Entries taken from a collection →
________

PR #2232, opened 2026-09-03
feat(agent): Pi-aligned defaults for local providers (server-sampled temperature + no wall-clock cap)

### LINKED ISSUE #2229: Local providers require config tweaks: forced greedy temperature + 1200s wall-clock cap should be Pi-friendly by default
## Problem

A fresh local-model user (e.g. llama.cpp via the `local` provider) must hand-tweak config to get usable behavior, because two global defaults are tuned for cloud and actively harm a slow local **reasoning** model:

1. **Forced greedy decoding.** `ChatConfig::default().temperature == Some(0.0)` (`crates/octos-llm/src/config.rs:139`) is sent on every request. On a local reasoning model this drives the repetition collapse that `#2172/#2173` documented — the user must set `llm_temperature` to escape it. Pi sends *no* temperature and lets the server sample.

2. **1200s overall wall-clock cap.** `DEFAULT_LLM_CALL_MAX_SECS = 1200` (`crates/octos-agent/src/agent/mod.rs:152`) aborts a **healthy, actively-streaming** reasoning turn — it fires even while tokens flow (streaming.rs:189 comment: *"catches a stream that trickles one token every `<idle>`s forever"*). A whole-repo C→Rust reasoning turn on a 27B local model legitimately exceeds 20 min, so it is guillotined as `provider stalled`. Pi has no wall-clock cap (idle-only). The user must set `OCTOS_LLM_CALL_MAX_SECS` to a large value.

Neither is a problem for cloud providers (greedy = reproducible; the cap backstops slow-trickle billing). But for `provider == "local"` both are wrong, and requiring per-user env/profile tweaks defeats out-of-the-box parity with Pi's `pi-llama` plugin (whose only special treatment is a 16384 output cap — which octos already defaults to for `local-default`).

## Fix

Make the defaults **provider-aware**, keyed on the already-available local-provider signal (`AgentConfig.provider_metadata` / provider name `"local"`), changing behavior **only** for local providers:

- **Temperature:** for a local provider, do not force `temperature = 0.0` when the operator hasn't set one — omit it (let the server sample, like Pi) or use a sane non-greedy default.
- **Wall-clock cap:** for a local provider, default the overall cap to **disabled** (0) — the inter-chunk idle + TTFT guards still catch a genuinely dead provider. Keep `DEFAULT_LLM_CALL_MAX_SECS = 1200` for cloud.

An explicit operator setting (profile `llm_temperature`, env `OCTOS_LLM_CALL_MAX_SECS`) always wins. Depends on #2228 so that a `0` cap actually disables.

## Cloud safety

Cloud/remote providers keep today's defaults byte-for-byte (greedy `0.0`, 1200s cap). Only `provider == "local"` (self-hosted, localhost) gets the Pi-aligned defaults.

## Acceptance

- Fresh `octos chat --profile <local>` with no `llm_temperature` and no `OCTOS_LLM_CALL_MAX_SECS`: request goes out with no forced `temperature=0.0`, and a >20-min streaming reasoning turn is not aborted by a wall-clock cap.
- A cloud profile is unchanged: `temperature=0.0`, 1200s cap.
- Explicit operator overrides still apply for both provider kinds.

heyong4725:
## What & why

Closes #2229. A fresh **local**-model user (llama.cpp via the `local` provider) had to hand-tweak config to get usable behavior, because two defaults tuned for cloud actively harm a slow local **reasoning** model:

1. **Forced greedy decoding** — `ChatConfig::default().temperature = Some(0.0)` is sent on every request; on a local reasoning model this drives the repetition collapse (`#2172/#2173`). Pi sends no temperature and lets the server sample.
2. **1200s overall wall-clock cap** — `DEFAULT_LLM_CALL_MAX_SECS = 1200` aborts a **healthy, actively-streaming** reasoning turn (it fires even while tokens flow). A whole-repo C→Rust reasoning turn on a 27B local model legitimately exceeds 20 min and got guillotined as `provider stalled`. Pi has no wall-clock cap.

Both are correct for cloud (greedy = reproducible; the cap backstops slow-trickle billing), so the fix makes them **provider-aware** — changing behavior only for `provider == "local"`.

## Change

- `Agent::is_local_provider()` — true when the active provider's metadata name is `"local"` (`self.llm.provider_metadata().provider`).
- **Temperature** (`build_chat_config`): gains a `local_provider` arg. An explicit `chat_temperature` still wins; otherwise, for local, temperature is left **unset** (`None`) so the request omits it (`skip_serializing_if`) and the server samples. Cloud keeps the built-in `0.0` default byte-for-byte.
- **Wall-clock cap** (`effective_llm_call_max_secs`): for local, defaults to **0 (disabled)** — the inter-chunk idle + TTFT guards still catch a genuinely dead provider — **unless** the operator explicitly set `OCTOS_LLM_CALL_MAX_SECS`. Cloud keeps 1200s.

Pairs with #2228 (so an explicit `OCTOS_LLM_CALL_MAX_SECS=0` also disables). Net effect: a fresh local user gets Pi-parity (server-sampled temperature, no wall-clock guillotine) with **zero config**, while cloud is unchanged.

## Cloud safety

Every cloud/remote path takes `local_provider = false` / `is_local_provider() == false`, so temperature stays `0.0` and the cap stays 1200s — byte-for-byte unchanged. Only `provider == "local"` gets the Pi-aligned defaults, and an explicit operator override wins for both knobs on either provider kind.

## Tests

- `build_chat_config_local_provider_unsets_temperature` — local + no override ⇒ `temperature == None`; same cfg on cloud ⇒ `Some(0.0)`.
- `build_chat_config_local_provider_respects_explicit_temperature` — explicit override wins on local.
- Existing `#2172` cloud-safety tests updated to pass `local_provider = false` and still assert the `0.0` default.

`cargo test -p octos-agent`, fmt, clippy clean.

### DIFF
--- a/crates/octos-agent/src/agent/loop_runner.rs
+++ b/crates/octos-agent/src/agent/loop_runner.rs
@@ -703,7 +703,16 @@ impl Agent {
     /// Build a `ChatConfig` with optional `chat_max_tokens` / `chat_temperature`
     /// overrides from `AgentConfig`. Delegates to [`build_chat_config`].
     fn chat_config(&self) -> ChatConfig {
-        build_chat_config(&self.config)
+        build_chat_config(&self.config, self.is_local_provider())
+    }
+
+    /// True when the active LLM provider is the built-in local/self-hosted
+    /// provider (metadata name `"local"`). Local reasoning models (e.g. Qwen
+    /// on llama.cpp) need Pi-aligned defaults (#2229) — server-sampled
+    /// temperature and no overall wall-clock cap — while cloud providers keep
+    /// the conservative defaults. An explicit operator override always wins.
+    pub(super) fn is_local_provider(&self) -> bool {
+        self.llm.provider_metadata().provider == "local"
     }
 
     /// Decide what to surface when the loop detector fires.
@@ -3954,16 +3963,24 @@ fn shell_retry_limit_message(content: &str) -> String {
 /// without constructing a full `Agent` — in particular the cloud-safety
 /// invariant (#2172): an unset `chat_temperature` must leave the built-in
 /// `0.0` default untouched, so cloud requests are byte-for-byte unchanged.
-fn build_chat_config(config: &crate::AgentConfig) -> ChatConfig {
+///
+/// `local_provider` (#2229): for the local/self-hosted provider, an unset
+/// `chat_temperature` leaves temperature UNSET rather than defaulting to `0.0`,
+/// so the server samples (Pi parity) — forced greedy degenerates local
+/// reasoning models. Cloud (`local_provider = false`) is unchanged.
+fn build_chat_config(config: &crate::AgentConfig, local_provider: bool) -> ChatConfig {
     let mut c = ChatConfig::default();
     if let Some(max) = config.chat_max_tokens {
         c.max_tokens = Some(max);
     }
-    // Temperature override. Unset → keep the built-in default (0.0), so cloud
-    // requests are unchanged; set → override, primarily to avoid forced-greedy
-    // repetition collapse on local models.
+    // Temperature. An explicit `chat_temperature` always wins. Otherwise: on a
+    // LOCAL provider leave it unset so the server samples (the request omits
+    // `temperature` via skip_serializing_if); on cloud keep the built-in `0.0`
+    // default so cloud requests are byte-for-byte unchanged.
     if let Some(temp) = config.chat_temperature {
         c.temperature = Some(temp);
+    } else if local_provider {
+        c.temperature = None;
     }
     // Extra sampler params (e.g. repeat_penalty) for OpenAI-compatible servers.
     // Unset → nothing added, cloud unchanged.
--- a/crates/octos-agent/src/agent/loop_runner_tests.rs
+++ b/crates/octos-agent/src/agent/loop_runner_tests.rs
@@ -6557,7 +6557,7 @@ fn build_chat_config_keeps_default_temperature_when_unset() {
         chat_temperature: None,
         ..AgentConfig::default()
     };
-    let chat = build_chat_config(&cfg);
+    let chat = build_chat_config(&cfg, false);
     assert_eq!(chat.temperature, ChatConfig::default().temperature);
     assert_eq!(chat.temperature, Some(0.0));
 }
@@ -6568,7 +6568,7 @@ fn build_chat_config_applies_temperature_override() {
         chat_temperature: Some(0.7),
         ..AgentConfig::default()
     };
-    let chat = build_chat_config(&cfg);
+    let chat = build_chat_config(&cfg, false);
     assert_eq!(chat.temperature, Some(0.7));
 }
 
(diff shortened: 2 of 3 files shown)


anantheparty (approved):
Adversarial pre-merge review passed — all four scoping requirements from the #2229 triage are met: (1) keyed on provider_metadata provider == "local" (the metadata-based signal that survives wrapper delegation post-#2194); (2) explicit operator settings always win (profile llm_temperature, env OCTOS_LLM_CALL_MAX_SECS); (3) pairs with #2230 — merge this AFTER #2230 so the local-default 0 cap is honored as disable rather than clamped to 1s; (4) temperature is OMITTED on local (server samples, Pi parity) rather than a invented non-greedy default, with cloud byte-for-byte unchanged (Some(0.0) sentinel kept). The effective_llm_call_max_secs three-way (local+env-unset → 0; env-set → value; non-local → config) is clean. Tests pin local-unset/cloud-unchanged/explicit-wins. **Merge order note: land #2230 first.** Approving — merging left to you per convention.

BH3GEI (approved):
Verified locally on 54ddd256 (isolated worktree):

- Scope: diff is exactly the 3 declared files; single production caller of build_chat_config (chat_config) threads is_local_provider(); voice path unaffected (uses voice_overall_deadline, streaming.rs:94).
- Temperature: local + unset -> None, and None is truly omitted on the wire (OpenAIRequest.temperature has skip_serializing_if, openai.rs:894-896; builder passes config.temperature through verbatim, openai.rs:515-518). Cloud keeps Some(0.0) byte-for-byte; explicit chat_temperature wins on both. The 2 new tests plus the 4 updated #2172 cloud-safety tests all pass.
- Wall-clock cap: overall_max_secs == 0 is genuinely 'disabled' (streaming.rs:192 .then()); TTFT/inter-chunk idle guards are untouched and still bound a dead provider. effective_llm_call_max_secs three-way (local+env-unset -> 0; env-set -> config value; non-local -> config) reads correctly; env presence is the only reader-proxy and no other code reads OCTOS_LLM_CALL_MAX_SECS.
- Provider identity: 'local' label set at registry/local.rs:60, survives LocalContextProbe delegation (local_context_probe.rs:733) and retry/fallback/failover/swappable wrappers post-#2194.
- Build/test/lint: cargo build -p octos-agent clean; cargo clippy --all-targets -D warnings clean; cargo fmt --check clean; octos-llm 605/605 pass; agent streaming tests 18/18 pass. Full octos-agent suite: 2793 pass; the 5 failures are pre-existing environment issues, all root-caused as unrelated to this diff: 3 Docker-sandbox tests fail identically on an origin/main worktree (no Docker backend on this machine), 1 plugin test passes in isolation, and exec_session_captures_all_output_when_process_exits_at_deadline is an inherent timing race (5ms yield vs instant exit over 40 trials, coding_tools_tests.rs:1453-1490 — flips pass/fail in isolation on both base and head).
- Merge order: as already noted, land #2230 first so an explicit OCTOS_LLM_CALL_MAX_SECS=0 on local means disable rather than clamp-to-1s.

Cloud behavior is byte-for-byte unchanged; the local path gets the Pi-aligned defaults the issue specifies. LGTM.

________

Task → Nothing beyond the lines from the start of the entries through the line with "1. **Forced greedy decoding.**" should appear. Repeat those lines exactly, both ends included.

Task response →
PR #2232, opened 2026-09-03
feat(agent): Pi-aligned defaults for local providers (server-sampled temperature + no wall-clock cap)

### LINKED ISSUE #2229: Local providers require config tweaks: forced greedy temperature + 1200s wall-clock cap should be Pi-friendly by default
## Problem

A fresh local-model user (e.g. llama.cpp via the `local` provider) must hand-tweak config to get usable behavior, because two global defaults are tuned for cloud and actively harm a slow local **reasoning** model:

1. **Forced greedy decoding.** `ChatConfig::default().temperature == Some(0.0)` (`crates/octos-llm/src/config.rs:139`) is sent on every request. On a local reasoning model this drives the repetition collapse that `#2172/#2173` documented — the user must set `llm_temperature` to escape it. Pi sends *no* temperature and lets the server sample.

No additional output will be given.